C’est le moment. On y est, dans ce lieu magique. Et on ne nous a pas menti. Sur le trottoir, des centaines de gens attendant que le videur leur donne leur sésame, dont moi. Oui, Vince a pris nos tickets, mais ce gros boulet s’est trompé de date. Une soirée quelques semaines plus tard. C’est donc le destin du commun qui nous est réservé. Triste réalité.

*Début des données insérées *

PR #1631, opened 2024-02-05
feat(HMS-3515): Change blueprint cards to be clickable

avitova:
I am marking this as draft for now. There are some things that might not have been in the scope of this PR or that I am not so sure of.

1. I have changed the "Show all" button into a card, as I think that Patternfly [deselectable cards](https://www.patternfly.org/components/card/#selectable-cards-deprecated) is deprecated. I tried to make the cards deselectable but did not succeed. I thought that as a solution, we might make the Card component from the "Show all" button. Choosing this card would deselect an already chosen card. Let me know if you think that my assumption about the deprecated deselectable cards is invalid, and if we can keep the button.
2. Issue 3515 states the following: _Move blueprint's kebab dropdown to the right sidebar toolbar, should be enabled only when a blueprint is chosen_. The toolbar is not shown yet when no images are being present for the chosen blueprint. Disabling the kebab works, but in the current design, we would not be able to Edit/Delete any blueprint with no images. That sounds a bit clunky, so we might want to postpone this PR.
<details>
right-toolbar-kebab
</details>
So let's have a conversation about both 1. and 2.

### DIFF
--- a/src/Components/sharedComponents/ImageBuilderHeader.tsx
+++ b/src/Components/sharedComponents/ImageBuilderHeader.tsx
@@ -1,4 +1,4 @@
-import React from 'react';
+import React, { useState } from 'react';
 
 import {
   Button,
@@ -7,6 +7,11 @@ import {
   TextContent,
   Flex,
   FlexItem,
+  Dropdown,
+  DropdownList,
+  MenuToggle,
+  MenuToggleElement,
+  DropdownItem,
 } from '@patternfly/react-core';
 import { ExternalLinkAltIcon, HelpIcon } from '@patternfly/react-icons';
 // eslint-disable-next-line rulesdir/disallow-fec-relative-imports
@@ -17,9 +22,13 @@ import {
 } from '@redhat-cloud-services/frontend-components';
 import { Link } from 'react-router-dom';
 
-import { useComposeBlueprintMutation } from '../../store/imageBuilderApi';
+import {
+  useComposeBlueprintMutation,
+  useDeleteBlueprintMutation,
+} from '../../store/imageBuilderApi';
 import { resolveRelPath } from '../../Utilities/path';
 import './ImageBuilderHeader.scss';
+import { DeleteBlueprintModal } from '../Blueprints/DeleteBlueprintModal';
 
 type ImageBuilderHeaderPropTypes = {
   experimentalFlag?: string | true | undefined;
@@ -36,10 +45,34 @@ export const ImageBuilderHeader = ({
   const onBuildHandler = async () => {
     selectedBlueprint && (await buildBlueprint({ id: selectedBlueprint }));
   };
+  const [isOpen, setIsOpen] = useState<boolean>(false);
+  const onSelect = () => {
+    setIsOpen(!isOpen);
+  };
+
+  const [showDeleteModal, setShowDeleteModal] = React.useState(false);
+  const [deleteBlueprint] = useDeleteBlueprintMutation({
+    fixedCacheKey: 'delete-blueprint',
+  });
+  const handleDelete = async () => {
+    if (selectedBlueprint) {
+      setShowDeleteModal(false);
+      await deleteBlueprint({ id: selectedBlueprint });
+    }
+  };
+  const onDeleteClose = () => {
+    setShowDeleteModal(false);
+  };
 
   return (
     <>
       {/*@ts-ignore*/}
+      <DeleteBlueprintModal
+        onDelete={handleDelete}
+        selectedBlueprint={selectedBlueprint}
+        isOpen={showDeleteModal}
+        onClose={onDeleteClose}
+      />
       <PageHeader>
         <Flex>
           <FlexItem>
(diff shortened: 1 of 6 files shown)


lucasgarfield:
I think this looks really nice, actually. Nice work!

I suppose we are waiting on feedback from UX at this point?

If we keep the "Clear selection" button, could we make it only appear after a blueprint has been selected?

Another thought... since we can only select one blueprint, would it maybe make sense that clicking it once selects it and clicking it again deselects it?

Quick gif showing current state:
clickable blueprints

src/Components/sharedComponents/ImageBuilderHeader.tsx
```diff
@@ -112,6 +141,34 @@ export const ImageBuilderHeader = ({
                 >
                   Build images
```
amirfefer, line 142: According to the new mocks this should be moved to the images table's toolbar, though not in this PR scope

src/Components/sharedComponents/ImageBuilderHeader.tsx
```diff
@@ -34,10 +41,32 @@ export const ImageBuilderHeader = ({
...
+  const onDeleteClose = () => {
+    setShowDeleteModal(false);
+  };
 
   return (
     <>
       {/*@ts-ignore*/}
+      <DeleteBlueprintModal
+        onDelete={handleDelete}
+        blueprintName={''}
```
amirfefer, line 66: I guess the name is missing because the component has the blueprint id. As we discussed offline, we can get the blueprint's name by creating a selector to select a blueprint's name by its id.

amirfefer (commented):
Thanks @avitova ! I Tested it and it looks great! 👍 
I guess the only thing is missing is the blueprint's name in the delete modal
Plus, tests failures  related.

avitova:
<details>
  <summary>Current state of the PR</summary>
[clickable-card-v3.webm](https://github.com/osbuild/image-builder-frontend/assets/87140865/2825372f-1a62-4648-b7ed-da3da13347ad)
</details>

Rebased. This is the version addressing new mockups. :)

avitova:
Fixed tests in [5fc1f32](https://github.com/osbuild/image-builder-frontend/commit/5fc1f32338fdab2f0b47a7f65b211502ef00ebd2) and rebased in [397fa65](https://github.com/osbuild/image-builder-frontend/commit/397fa650a9c1237208db233c2f2bcb518ee2a141). :)

src/test/Components/Blueprints/Blueprints.test.js
```diff
@@ -50,37 +52,51 @@ describe('Blueprints', () => {
...
-    const blueprintRadioBtn = await screen.findByRole('radio', {
+    const radioButtons = await screen.findAllByRole('radio', {
       name: nameMatcher,
     });
-    await user.click(blueprintRadioBtn);
+    const elementById = radioButtons.find(
+      (button) => button.getAttribute('id') === idMatcher
+    );
+
+    await user.click(elementById);
```
amirfefer, line 99: I was thinking that once we changed the radio buttons to clickable card, it would be easier to access the elements, though, it seems that PF still renders radio buttons. 🤔

amirfefer (approved):
Thanks @avitova ! Looks great 👍 
Tested and works as expected

lucasgarfield:
One thing that worries me a bit about this is that it deviates fairly far from established Patternfly patterns. I like to follow those because it helps ensure a consistent experience across applications on Insights and helps us reduce the amount of decision making we need to do.

I realize we created the "Bueprint actions" button on the upper right because we had created clickable cards and that was interfering with the kebab menu, but there is an established Patternfly pattern for selectable cards with a kebab menu:

https://www.patternfly.org/patterns/card-view/react-demos/card-view/
https://www.patternfly.org/patterns/card-view/design-guidelines#inline-actions

I personally prefer this from a UX perspective as well - I feel it's more discoverable and is less "work" - the blueprint related actions (edit/delete) are co-located with the blueprint which should mean less thinking and less mouse movement is required to find and to use them.

I also think that the "Clear selection" button looks very nice, but again I worry that it doesn't follow established Patternfly conventions and will result in our app being "unique".

Since we only allow selecting one blueprint at a time, I think we could use radio selectors instead of checkboxes and then have a chip group called "Selected blueprint" appear below the search bar once a blueprint is selected.

https://www.patternfly.org/2022.05/components/chip-group

lucasgarfield (dismissed):
Adding a "Request changes" review so this doesn't accidentally get merged.

kelseamann:
I just wanted to weigh in on the UI- confirmed with Margot that this is the clickable card we should be using to be most current. She also said that a clear selection button is a good pattern because sometimes with selectable cards, there is no "all" view and there is always a card selected; I know there is an app with this pattern and I'll try to dig it up. 

For now, this is correct - https://www.patternfly.org/components/card/#

lucasgarfield (approved):
I'm going to merge this so we have the delete blueprint and filter clearing functionality. We'll need to follow-up with another PR to bring us into alignment with the most recent mocks. We have a huge PR review backlog so I don't want to block on the Patternfly bug, I created an issue to track their progress for now, #1687.

avitova:
Thank you!:)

Quand la chance te sourit …

Mais alors que je grelotte sous le froid parisien, dans ma petite jupe noire un peu trop courte, sans manteau pour ne pas payer le vestiaire, une petite bande d’hommes aux regards de braise passe devant moi et s’arrête. Ils me connaissent, les 4. Ces 4 beaux gosses aux épaules aussi grosses que mes yeux me connaissent. Ils m’expliquent qu’ils m’ont vu tomber (cf conseil n°1), qu’ils ont trouvé ça cool, qu’ils ont kiffé et que, grâce à moi, ils ont un super GIF à utiliser.

slam-dunk

Et là, tout s’enchaîne, ils me disent que je ne dois pas attendre, qu’ils m’emmènent avec eux, et je me vois partir dans leurs bras, laissant Vince seul dans la file interminable. Désolé Vince, c’est ma gloire qui m’attend. Et j’ai bien fait. Dans la boîte, c’est la folie. Des nanas vomissent dans les chiottes, d’autres se frottent sur les fameuses barres en fer et d’autres dansent sur le podium. Dont moi. Certes, je pensais ne pas aimer les boîtes. Mais ça c’était avant, avant d’être LA nana du groupe des beaux mecs trop cools.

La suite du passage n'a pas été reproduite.